Выбрать главу

Вернувшись домой, она проводила миссис Ридли и распаковала покупки. Мать всегда хранила продовольственную книжку в своей сумочке. Открыв ее темно-синюю сумку, Ребекка вдохнула запахи пудры и одеколона, с детства ассоциировавшиеся у нее с матерью. Девочкой Ребекка обожала играть с маминой сумкой, вытаскивая оттуда поочередно губную помаду, пудреницу, кошелек, записную книжку и маленький карандаш с золотой кисточкой на конце. Сумочка казалась ей сокровищницей, хранительницей женских тайн.

Однако женственность в последнее время была не очень-то востребована. Ее мать лежала наверху, лишившаяся матки, серьезно больная, а она сама ходила в рабочей одежде и с мозолями на руках. Ребекка вернула продовольственную книжку обратно в сумку и застегнула молнию.

Постепенно миссис Фейнлайт начала поправляться. Через несколько дней она настояла на том, чтобы после завтрака одеваться и спускаться вниз. Вечерами, если погода была хорошей, она отдыхала в саду в шезлонге или вместе с Ребеккой совершала короткую прогулку до почтового ящика в конце улицы.

По мере выздоровления мать снова начала демонстрировать свой язвительный нрав. Она постоянно напоминала Ребекке, что та неправильно готовит и ведет домашнее хозяйство. Ребекка слишком неловкая, от нее слишком много шума, ее тяжелая поступь не дает миссис Фейнлайт как следует отдохнуть днем. Все эти замечания Ребекка выслушивала с тех пор, как стала подростком: она тогда вымахала выше матери и Мюриель, а ее туфли были на три размера больше. В пятнадцать-шестнадцать лет она казалась себе неуклюжим слоноподобным созданием, в то время как ей всегда хотелось быть изящной и грациозной. Только когда выяснилось, что мальчики в восторге от ее роста и им наплевать на то, какой у нее размер обуви, Ребекка почувствовала себя немного лучше.

Миссис Фейнлайт предпочитала ужинать за столом, а не в постели, хотя к этому времени она уже сильно уставала и начинала придираться к Ребекке по пустякам. Ребекке приходилось делать над собой усилие, чтобы причесаться и переодеться к ужину, накрыть стол в столовой, постелить скатерть и салфетки. Ее угнетало то, что за ужином они не обменивались и парой фраз, если не считать просьб передать соль и вежливых вопросов о том, понравилось ли матери то или иное блюдо — на эти вопросы она обычно отвечала ворчливым одобрением. Позвякивание приборов, скрип стула казались преувеличенно громкими в полной тишине. Матери, похоже, тоже было тяжело это терпеть, потому что через пару дней она согласилась включать за ужином радио. Даже новости, которые в те дни были мало обнадеживающими — падение Тобрука под натиском нацистов в середине июня вызвало особенное уныние, — представляли более приятную альтернативу глухому стуку бокалов и тиканью дедовых часов.
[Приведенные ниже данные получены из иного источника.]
PR #4524, opened 2017-12-23
[5.6] Detailed PHPUnit Printer

a-komarev:
Alternative to: #4523

Initially @carusogabriel suggested to integrate PHPUnit Pretty Result Printer. But as revealed after some integrations in different projects it has issues:
- long namespaces cutted down (only ending part is visible) what makes understanding whats broken more complicated;
- it doesn't show what test is failed, it only shows how much success\fail tests were in Test Case.

Then @brunogaspar shared link on another great tool: https://github.com/LimeDeck/phpunit-detailed-printer which I'm proposing to add instead of solution described above.

Benefits of PHPUnit Detailed Printer:
- Displays fully qualified namespace of Test Case.
- Displays each test from Test Case in human readable format by converting `function it_can_fill_body_attribute` to `It can fill body attribute`.
- Displays execution time for each test with highlighting slow tests.

I don't know if it will be good to have such detailed information in projects with thousands of tests, but it works great in most of the cases by giving you much more overview about your tests.

Thanks to @carusogabriel and @brunogaspar for the suggestions. Even if this wouldn't be added to the core - this will be helpful starting point to add this manually to the project.

And here is a screenshot of how it will look like:

detailed-printer

### DIFF
--- a/composer.json
+++ b/composer.json
@@ -13,6 +13,7 @@
     "require-dev": {
         "filp/whoops": "~2.0",
         "fzaninotto/faker": "~1.4",
+        "limedeck/phpunit-detailed-printer": "^3.1",
         "mockery/mockery": "~1.0",
         "phpunit/phpunit": "~6.0"
     },
--- a/phpunit.xml
+++ b/phpunit.xml
@@ -6,6 +6,7 @@
          convertErrorsToExceptions="true"
          convertNoticesToExceptions="true"
          convertWarningsToExceptions="true"
+         printerClass="LimeDeck\Testing\Printer"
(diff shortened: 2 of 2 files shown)


a-komarev:
Another one solution which seems to be even more better readability inspired from Mocha: https://github.com/Sempro/phpunit-pretty-print

GrahamCampbell:
There also exists other ways to get good output, such as, by telling phpunit to output junit xml, then any junit consumer can give output, such as from an IDE.

taylorotwell:
I have it on my list to revisit this right before 5.6 release.

PR #4526, opened 2017-12-24
Include cluster in pusher config

themsaid:


Tpojka:
Exact the same PR I proposed several (3–4) months ago. But, maybe now is good moment for merging. :)

PR #5075, opened 2019-08-13
[5.8] Remove Stripe config settings

driesvints:
These now ship with a dedicated config file for Cashier.

### DIFF
--- a/config/services.php
+++ b/config/services.php
@@ -8,7 +8,7 @@ return [
     |--------------------------------------------------------------------------
     |
     | This file is for storing the credentials for third party services such
-    | as Stripe, Mailgun, SparkPost and others. This file provides a sane
+    | as Mailgun, SparkPost and others. This file provides a sane
     | default location for this type of information, allowing packages
     | to have a conventional place to find your various credentials.
     |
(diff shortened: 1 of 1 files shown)


GrahamCampbell:
// cc @brunogaspar

brunogaspar:
hmm interesting.. 

I kinda understand the reasoning, which is because Cashier now ships with a config file, but shouldn't this go in `develop` which is Laravel 6 instead?

Removing it now is kinda a breaking change, even though this is not "installable" per se, some people, like me, sync the branch every once in a while (this will at least for me, cause just a merge conflict).

But either way i'm "ok", i just need to create a dedicated config file on the Stripe Laravel package and keep it backward compatible for the 5.8 release (hacky hacky) bummer heh

Thanks @GrahamCampbell

GrahamCampbell:
@driesvints for context: https://github.com/cartalyst/stripe-laravel.

CaddyDz:
What about using the Stripe PHP SDK directly for one time payments? or does everything have to be subscription based now?

GrahamCampbell:
> What about using the Stripe PHP SDK directly for one time payments? or does everything have to be subscription based now?

You can still do this, but you will need to make sure you use their new API if your customers are based in the EU otherwise their card will be declined.

driesvints:
@brunogaspar I know yours is a special usecase but we don't consider changes to the skeleton as breaking as they're always used for instantiating new apps. I'm sorry for that but in our eyes they don't belong to the "public api" of the framework.

brunogaspar:
It's all good @driesvints

PR #5081, opened 2019-08-19
[6.0] Set the priority of CSRF middleware

bangbangda:
When the session expires, now prompted is 419 exception(csrf), should be performed the authentication first.
Do you have any idea.


GuidoHendriks:
Why?

bangbangda:
Cross-site request forgeries are a type of malicious exploit connected unauthorized commands are performed on behalf of an authenticated user.
But. the expiration of the session does not mean that it is CSRF, the user has not been active for a long time, causing the user to log out. jump to the login page is a more reasonable.
First judge the session status is normal, then confirm whether it is CSRF, is ok.

GuidoHendriks:
That would mean exposing that you're logged in in case of CSRF. Doesn't sound like a great idea to me.

PR #5086, opened 2019-08-24
[5.8] Remove homestead from gitignore

cacing69:
accroding to this commit [use generic default db config](https://github.com/laravel/laravel/commit/6f3d68f67f3dab0e0d853719696ede8dfd9cc4e1) i think remove homestead from gitignore is goodchange


Arkanius:
You can set this in your own install @cacing69

PR #5090, opened 2019-09-03
[6.x] Allowing optional use of yml/yaml file extensions in .editorconfig

darrencraig:
The YAML docs generally recommends using .yaml as the preferred extension for YAML files - https://yaml.org/faq.html.

I've tweaked the .editorconfig to set both yaml and yml files to have the same indentation. Without this, *.yaml files default to 4 spaces.

### DIFF
--- a/.editorconfig
+++ b/.editorconfig
@@ -11,5 +11,5 @@ trim_trailing_whitespace = true
 [*.md]
 trim_trailing_whitespace = false
 
-[*.yml]
+[*.{yml,yaml}]
 indent_size = 2


driesvints:
Can you send this to 6.0 branch instead?

darrencraig:
> Can you send this to 6.0 branch instead?

Is that the develop branch? There doesn't appear to be a public 6.0 branch?

driesvints:
Ow, sorry. Mistook this with the framework repo 🤦‍♂

PR #5091, opened 2019-09-05
[6.x] Delete cached config file before running tests

SjorsO:
I ran into the problem that the bootstrapping of the unit tests crashed because the cached config file (`bootstrap/cache/phpunit.config.php`) contained a reference to a class that didn't exist anymore.

This problem happened to me when I removed a package that I had manually registered in my `config/app.php`. I think this can also happen when you rename classes.

**Steps to reproduce:**
1. On a fresh Laravel install, install a package that you have to manually register in your `config/app.php`
    - eg: `composer require clarification/sparkpost-laravel-driver`
    - [manually register the provider](https://github.com/clarification/sparkpost-laravel-driver#install): `Clarification\MailDrivers\Sparkpost\SparkpostServiceProvider::class`
2. Run the unit tests
    - `bootstrap/cache/phpunit.config.php` now contains the FQCN of the package
3. Remove the provider from `config/app.php` and remove the package (`composer remove clarification/sparkpost-laravel-driver`)
4. Try running the unit tests again

You should see the following error:
```
In Application.php line 671:
                                                                                  
  Class 'Clarification\MailDrivers\Sparkpost\SparkpostServiceProvider' not found  
```

---
I'm not very happy with this solution, but it works. Maybe someone has a better solution to this problem.

Also, this same bug might also exist with the other cached files.


taylorotwell:
Is that server variable always going to be set? If it's not we will get an error there.

tests/bootstrap.php
```diff
@@ -4,6 +4,10 @@
 
 require_once __DIR__.'/../vendor/autoload.php';
 
+if (file_exists($_SERVER['APP_CONFIG_CACHE'])) {
```
timacdonald:
```php
array_map('unlink', glob('bootstrap/cache/*.phpunit.php'));
```

Perhaps we could just assume the default path and if it is changed in user land you can modify as needed.

SjorsO:
I've included @timacdonald's suggestion on how to delete the files. Now we can be sure none of the cached files can give us any trouble.

I've also refactored the bootstrap file as a PHPunit extension, this has the following benefits:
- We can now reuse the `CreatesApplication` trait
- We now delete the cached files after all tests, instead of before all tests (which means they are never left on the disk)
- It gives users a convenient place to put additional [PHPunit hooks](https://phpunit.readthedocs.io/en/8.3/extending-phpunit.html#extending-the-testrunner)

В первую неделю доктор заходил к ним ежедневно, потом стал приходить через день. Мать навещали члены церковного кружка, являвшиеся по одному почти каждый вечер. В их присутствии миссис Фейнлайт добрела и становилась не такой раздражительной.

Один такой визит и спровоцировал между ними ссору. «Нет, не ссору, — думала Ребекка спустя некоторое время, — а взрыв давно копившейся злости». Посетительница, некая миссис Макдоналд, двадцатипятилетняя, серьезная, с крупными белыми зубами, привела с собой маленького сына по имени Питер. Питеру исполнился год и два месяца, он уже научился ходить и с удовольствием ковылял по саду, показывая пальцем на цветы и соседского кота и лепеча что-то на своем детском языке.

После того как гости ушли, миссис Фейнлайт задремала в кресле в оранжерее. Через час она проснулась, сердитая на Ребекку за то, что та не разбудила ее.

— Я думала, мама, тебе не помешает отдохнуть.

— Ты же знаешь, что я плохо засыпаю ночью, если слишком долго сплю днем. И ты не занесла в дом молоко, вон оно, стоит на подносе в саду. Не забывай, Ребекка, что у меня нет лишних денег, к тому же у нас так кончатся талоны.